Das bedeutet aber auch, dass im Idealfall eine Anleitung durch einen Erwachsenen erfolgen muss. Das Ausbildungssystem, wie es in Deutschland besteht, ist eine Antwort darauf: Es ermöglicht es, Jugendlichen ihre persönliche Entwicklung abzuschließen, und dabei einen Beruf zu erlernen. Dass sie damit früher unabhängig werden, als ein Gymnasiast, ist dabei logisch. Doch die Gesamtentwicklung wird von beiden, wenn sie beide gesund sind, ungefähr gleichzeitig abgeschlossen.

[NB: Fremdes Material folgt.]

Issue #716, opened 2021-04-20
ReactiveConnection#close should return a `CompletionStage` 


DavideD:
See the discussion on https://github.com/hibernate/hibernate-reactive/pull/715

DavideD:
I think the main issue is that now `ReactiveSessionImpl` cannot extend `SessionImpl` if we change the method for the session as well

gavinking:
> I think the main issue is that now `ReactiveSessionImpl` cannot extend `SessionImpl` if we change the method for the session as well

I don't think that's an issue at all. `ReactiveSessionImpl` would have a `reactiveClose()` method that would be called by `StageSessionImpl.close()` and `MutinySessionImpl.close()`.

DavideD:
Merged

PR #725, opened 2021-04-26
Convert ReactiveConnection#close to a reactive method

DavideD:
Fixes #712 

This should fix the issue about the close method not being reactive, I had to adapt our tests as well so there are a lot of changes to the test suite.

I'm not sure about the impact on Quarkus, considering that they are close to a release, it would be safer to merge this after their next release.


gavinking (approved):

gavinking:
@DavideD why's this still a draft?

DavideD:
No reason, I just need to update the tests we merged yesterday and then I can switch it a regular PR

DavideD:
@Sanne What do you think? In relation to Quarkus, is it safer to wait and merge it after the next release or we can merge it now?

Sanne:
I think we need to sort these aspects quickly, so I'm inclined to suggest mering it now - but I wonder if t hat implies that we won't be able to upgrade Hibernate Reactive in Quarkus for a while as I understand it will require some changes there too?

Did you have a look at how significant the changes would need to be on that side?

As you know there's an upgrade of ORM which needs to get in Quarkus soon, which will break Hibernate Reactive so we'll need to be able to relase an HR build which keeps the Quarkus build afloat while this other work is settled.

gavinking:
I think it's very important that we get breaking API changes released as soon as possible, to avoid creating more problems for users. If that includes fixes to the Quarkus extension and to Panache Reactive, then they also need to be prioritized.

Sanne:
agreed @gavinking , but when we have both ORM core and HR bringing breaking changes to the table, we might need to address one at a time - which in this case would imply having an HR release which adapts to the changes in ORM but doesn't break other things.

The alternative is to send both upgrades combined to Quarkus, which is entirely an option but I'm just warning that for it to be feasible we need to have an idea of the complexity: I can't delay the ORM upgrade in Quarkus further as there's many other works depending on it.

gavinking:
Right, but I mean: it's _pretty bad_ that we're not releasing connections!

Sanne:
ah yes it's very bad. Don't get me wrong, I want both breaking changes integrated ASAP - just figuring out what's the fastest way to have it all at least resistance.

Sanne:
Interestingly we can merge this as it doesn't need any changes to compile in Quarkus.

Obviously we'll need to make changes to actually close the resources, but we don't need to wait with merging this particular patch.

DavideD:
Merged!

DavideD:
Damn! Wrong issue number in the commit messages. It's actually #716

PR #861, opened 2021-06-15
Add and describe build properties in gradle.properties

DavideD:
I've copied the properties we have there so that it make it easier to enable a specific build configuration when working in the IDE.
They are supposed to stay uncommented and only enabled when working locally.


gavinking (approved):
awesome, much better!

PR #865, opened 2021-06-17
Add support for MS SQL Server

### LINKED ISSUE #255: MS SQL Server support
Support for SQL Server is only available in Vert.x 4 at present ~~, and we're currently tied to Vert.x 3.9 by the need to support Quarkus~~.

Also, last time we checked, the SQL Server client was not very robust, and will need some bugfixes to work with HR.

DavideD:
Fixes #255 
Follows #852 

Support for MS SQL Server.

I had to refactor the code so that we could run the creation of temporary tables as queries and not preparedQueries:
See [StatementsWithParameters#execute](https://github.com/hibernate/hibernate-reactive/compare/main...DavideD:mssql-rebase?expand=1#diff-cead1f530da1841e5e7e5108fcbf221200062f455968cdf18ae3600de6280a51R61) and [CreateTempTablesHandler](https://github.com/hibernate/hibernate-reactive/compare/main...DavideD:mssql-rebase?expand=1#diff-89960259ba041b73dafa764ce1f08c072f46017561438a7dff7173271d2c6853R159).

I've also created a separate class for keeping the logic of the insert-and-select queries: https://github.com/hibernate/hibernate-reactive/commit/06528d56118d4bf99142ebb959ff3615e1457da3

We need to wait the next Vert.x SQL client release before we can merge this.


DavideD:
It seems I broke something on Db2... checking

DavideD:
Uff... everything works fine for me locally... I will check again tomorrow.

hibernate-reactive-core/src/main/java/org/hibernate/reactive/bulk/impl/ReactiveIdTableSupport.java
```diff
@@ -28,7 +29,7 @@ public ReactiveIdTableSupport(Dialect dialect) {
 
     @Override
     public String generateIdTableName(String baseName) {
-        return "ht_" + baseName;
+        return (dialect instanceof SQLServerDialect ?  "#" : "ht_") + baseName;
```
gavinking, line 32: So ... we're not using SQL Server temporary tables anymore? We're using a regular table?

gavinking: Ooops, sorry, my mistake, I misread the diff.

DavideD:
I've found the problem... working on it

DavideD:
I think this is ready for a review now.
The failure on Db2 was happening because I wasn't ignoring the errors like in the original code.
In the end I've decided to refactor the way we handle the queries for the temporary tables because I was having a hard time understanding it. I think now it's clearer what happens and when.

I've kept the refactoring in a [separate commit](https://github.com/hibernate/hibernate-reactive/pull/865/commits/6bba87743da34285c79be784343a6c4f7310b4d6). @gavinking I would appreaciate if you could have a look at it.

It still need a release of the Vert.x client. @tsegismont Is there any idea about when it's going to happen?

tsegismont:
@DavideD we are working on bugfix release (`4.1.1`). At best, we would release by the end of this week.

tsegismont:
@DavideD @gavinking if I read correctly the build results, we have now 90% of the HR test suite passing? Do you know what's problematic in the remaining 10%? cc @vietj

DavideD:
> @DavideD we are working on bugfix release (`4.1.1`). At best, we would release by the end of this week.

Sounds great



> @DavideD @gavinking if I read correctly the build results, we have now 90% of the HR test suite passing? Do you know what's problematic in the remaining 10%? 

It's probably less than that. We have some tests that are not db dependent and we only run them for PostgreSQL.
I will let you know which tests we skipped for MSSQL specifically

DavideD:
@tsegismont, 
These are the only tests left: https://github.com/hibernate/hibernate-reactive/blob/32d4658035b99a389f24d1c8a1c5533d7726be9f/hibernate-reactive-core/src/test/java/org/hibernate/reactive/types/BasicTypesForSelectedDBTest.java

When testing `@Lob` types it just gets stuck and JsonObject causes unsupported exception.
I suppose is expected.

tsegismont:
SQL Server doesn't have a json data type so we must keep the corresponding tests ignored.

For `@Lob`, do you use an `image` column or `binary`/`varbinary` ?

gavinking:
> @gavinking I would appreaciate if you could have a look at it.

OK let me find some time to try it out properly.

DavideD:
We create the following column:
```
        book varchar(MAX) // @Lob String
        pic varbinary(MAX) // @Lob byte[]
```
and then we try to do an insert of a string or an array of bytes (length between 87000 and 100000) we pass the values as parameters of type `String` or `BufferImpl` respectively. 

I said that it gets stuck but it might be just slow. The same tests doesn't take that long with the other databases though

tsegismont:
@DavideD I updated https://github.com/eclipse-vertx/vertx-sql-client/issues/608#issuecomment-629390027 about `varchar(max)` and `varbinary(max)`

DavideD:
Nice, thanks

gavinking:
@DavideD we're still waiting for a release of Vert.x before we can merge this patch, correct?

DavideD:
Yep

DavideD:
For the people unfamiliar with our test suite:

* This is the workflow that uses the latest Vert.x version: https://github.com/hibernate/hibernate-reactive/pull/865/checks?check_run_id=2883572435

* In all the other workflows, only the tests related to MS SQL Server fail (as expected because they are not using the latest vert.x snapshot).

gavinking:
OK thanks

DavideD:
Ah... do you need the configuration?

You can open it in the ide using these properties (in gradle.properties):
```
db = MSSQL
vertxVersion = 4.1.1-SNAPSHOT
enableSonatypeOpenSourceSnapshotsRep = true
```

hibernate-reactive-core/src/main/java/org/hibernate/reactive/persister/entity/impl/InsertAndSelectParser.java
```diff
@@ -0,0 +1,78 @@
...
+	private InsertAndSelectParser() {
+	}
+
+	/**
+	 * Matches a SQL server query of this type ({@code default} is optional):
+	 * <pre>
+	 *     insert into entity_table default values select id, name from other_table;
+	 * </pre>
+	 */
+	private static final Pattern MSSQL_PATTERN = Pattern.compile( "^(insert into .*?)(( default)? values.*)" );
```
gavinking, line 35: Can we please not use a regex for this?

_Especially_ not a regex which matches `.*`.

hibernate-reactive-core/src/main/java/org/hibernate/reactive/persister/entity/impl/InsertAndSelectParser.java
```diff
@@ -0,0 +1,78 @@
...
+				: sql;
+	}
+
+	private static String parseDb2Query(String sql, String idColumnName) {
+		return "select " + idColumnName + " from NEW TABLE (" + sql + ")";
+	}
+
+	private static String parsePostgresSQLQuery(String sql, String idColumnName) {
+		return sql + " returning " + idColumnName;
+	}
```
gavinking, line 77: I don't think "parse" is quite the right name for these methods.

gavinking:
Apart from those comments it looks good.

hibernate-reactive-core/src/main/java/org/hibernate/reactive/persister/entity/impl/InsertAndSelectParser.java
DavideD: `convert`? `update`?

DavideD: I will go with `Processor` and `process`, a nice generic term

gavinking: That's fine.

hibernate-reactive-core/src/main/java/org/hibernate/reactive/persister/entity/impl/InsertAndSelectParser.java
DavideD: This should solve the issue: https://github.com/hibernate/hibernate-reactive/pull/865/commits/196658305fc17a2f413c6345f22fc6a61c0da3bb

It still uses a regex but only to check the last part of the string end now queries are generated once.

gavinking: What exactly is that regex supposed to be doing? Matching parentheses? **And** assuming that you never have more than one level of nesting?

DavideD: It matches the pattern `values (?, ?, ?, ?, ?)` in a query of type `insert into Table (col1, col2) values (?,?)`. Where the number of parameters varies. We only use it for query that have to return the id after an insert. What kind of nesting can we have?

DavideD: But I guess this is not going to work if somebody uses a `@ColumnTransformer`. Uff, I will add a test tomorrow

gavinking: I think regexes are just terrible in at almost everything, but they're particularly terrible at parsing programming languages, since they simply can't handle any language with a recursive grammar (which is every language).

And look, _perhaps_ there's no scenario right now where we let you have an expression in an `insert` list, but SQL certainly allows it, so it's just not robust. I already ripped out the use of broken regexes from some of the dialects in H6, and used handwritten parsers instead. The results was less code, and less-broken code. And it's easier to understand.

DavideD: This approach should work in all cases: https://github.com/hibernate/hibernate-reactive/pull/865/commits/80f7691e06464cad18fc2e35a708783d371344e3

Although, it feels like we should send a patch to ORM but I haven't looked too close on why the queries are different. For now I was interested in finding a solution for Reactive.

DavideD:
@tsegismont Any idea why now that I've updated to vert.x 4.1.1 MS SQL Server gives this error?

```
    java.lang.UnsupportedOperationException: Unsupported token: 0
    	at io.vertx.mssqlclient.impl.codec.MSSQLCommandCodec.decode(MSSQLCommandCodec.java:80)
    	at io.vertx.mssqlclient.impl.codec.TdsMessageDecoder.decodeMessage(TdsMessageDecoder.java:65)
    	at io.vertx.mssqlclient.impl.codec.TdsMessageDecoder.channelRead(TdsMessageDecoder.java:43)
    	at io.netty.channel.CombinedChannelDuplexHandler.channelRead(CombinedChannelDuplexHandler.java:251)
    	at io.netty.channel.AbstractChannelHandlerContext.invokeChannelRead(AbstractChannelHandlerContext.java:379)
    	at io.netty.channel.AbstractChannelHandlerContext.invokeChannelRead(AbstractChannelHandlerContext.java:365)
    	at io.netty.channel.AbstractChannelHandlerContext.fireChannelRead(AbstractChannelHandlerContext.java:357)
    	at io.netty.handler.codec.ByteToMessageDecoder.fireChannelRead(ByteToMessageDecoder.java:324)
    	at io.netty.handler.codec.ByteToMessageDecoder.channelRead(ByteToMessageDecoder.java:296)
    	at io.netty.channel.AbstractChannelHandlerContext.invokeChannelRead(AbstractChannelHandlerContext.java:379)
    	at io.netty.channel.AbstractChannelHandlerContext.invokeChannelRead(AbstractChannelHandlerContext.java:365)
    	at io.netty.channel.AbstractChannelHandlerContext.fireChannelRead(AbstractChannelHandlerContext.java:357)
    	at io.netty.channel.DefaultChannelPipeline$HeadContext.channelRead(DefaultChannelPipeline.java:1410)
    	at io.netty.channel.AbstractChannelHandlerContext.invokeChannelRead(AbstractChannelHandlerContext.java:379)
    	at io.netty.channel.AbstractChannelHandlerContext.invokeChannelRead(AbstractChannelHandlerContext.java:365)
    	at io.netty.channel.DefaultChannelPipeline.fireChannelRead(DefaultChannelPipeline.java:919)
    	at io.netty.channel.nio.AbstractNioByteChannel$NioByteUnsafe.read(AbstractNioByteChannel.java:166)
    	at io.netty.channel.nio.NioEventLoop.processSelectedKey(NioEventLoop.java:719)
    	at io.netty.channel.nio.NioEventLoop.processSelectedKeysOptimized(NioEventLoop.java:655)
    	at io.netty.channel.nio.NioEventLoop.processSelectedKeys(NioEventLoop.java:581)
    	at io.netty.channel.nio.NioEventLoop.run(NioEventLoop.java:493)
    	at io.netty.util.concurrent.SingleThreadEventExecutor$4.run(SingleThreadEventExecutor.java:989)
    	at io.netty.util.internal.ThreadExecutorMap$2.run(ThreadExecutorMap.java:74)
    	at io.netty.util.concurrent.FastThreadLocalRunnable.run(FastThreadLocalRunnable.java:30)
```

It seems to happen with several basic queries like `drop table MapsIdPerson` but from the error I cannot understand what's wrong.

tsegismont:
No idea. I will look into it tomorrow morning.

>

tsegismont:
@DavideD this is a regression introduced after refactoring the MS SQL codec. It happens when executing a prepared query that leads to an error (e.g. `delete from basic` when the table does not exist).

I filed https://github.com/eclipse-vertx/vertx-sql-client/issues/1000

tsegismont:
@DavideD after building https://github.com/eclipse-vertx/vertx-sql-client/issues/1001 and running the HR suite using these Gradle props:

```
db = MSSQL
enableMavenLocalRepo = true
vertxVersion = 4.2.0-SNAPSHOT
```

We need to discuss with @vietj when this fix can be delivered. In the meantime, you can workaround the issue by not running prepared queries if table does not exist.

DavideD:
> We need to discuss with @vietj when this fix can be delivered. In the meantime, you can workaround the issue by not running prepared queries if table does not exist.

I'm not sure we can do this Wouldn't it be possible to release a `4.1.2` with this fix? This seems like a serious issue.

DavideD:
It seems that everything is working fine with the latest Vert.x 4.1.2.
I will merge it if there are no objections.

gavinking:
alright!

DavideD:
Merged!

tsegismont:
Awesome news!

gavinking:
> Awesome news!

Indeed.

DavideD:
Thank you!

By the way, @tsegismont, is there a roadmap somewhere about which databases are going to be next? It would be nice to have something on the website to let users know.

I've seen a [PR for Oracle](https://github.com/eclipse-vertx/vertx-sql-client/pull/1011), so I guess that will be next.

tsegismont:
There is a PR for Oracle and another for ClickHouse DB (contribution by a community member). Other than that we don't plan to support new databases soon.

PR #873, opened 2021-06-25
JoinColumnTest now works as expected on Db2

DavideD:
I think it works now because we fix all those tests where we weren't closing the session correctly


gavinking:
Excellent!

DavideD:
Merged https://github.com/hibernate/hibernate-reactive/pull/873

PR #876, opened 2021-06-28
Introduce a new test to verify multi-line parsed import.sql scripts

Sanne:
This seems to work fine already; doesn't work in Quarkus for some reason.


DavideD:
Thanks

Ein ganz großes Problem, das ich sehe, ist das, dass solche Studien gerne von interessierter Seite dazu benutzt werden, um ein gesellschaftliches Phänomen oder aber auch persönliche Vorlieben zu rechtfertigen. In meinem Job zum Beispiel sind das Menschen in einer bestimmten Bevölkerungsschicht meines Landes, die solche Argumente ins Feld führen, um zu rechtfertigen, dass Mädchen bereits mit 13 oder 14 (an ältere Männer) verheiratet werden (was bei uns verboten ist). Und auch von pädo- oder adophiler Seite wird immer gerne ins Feld geführt, wir würden uns ans Kindsein klammern, während doch in anderen Ländern die Mädels in anderen Ländern bereits erwachsen seien.
In den betreffenden Studien steht allerdings nichts dergleichen drin: Auch ein 15jähriger arbeitender Familienvater im Sudan oder eine 13jährige Mutter in Vietnam befinden sich nach wie vor in der Pubertät. Die psychischen Folgen der Kinderehen werden in Ländern wie diesen erst seit kurzem erforscht, denn es gibt in diesen Ländern erst seit kurzem eine funktionierende Wissenschaft. Erste Ergebnisse sind jedoch mehr als alarmierend: Mit diesen Kindern können keine funktionierende Gemeinwesen aufgebaut werden, und das nicht nur, weil es ihnen an Bildung dafür fehlt.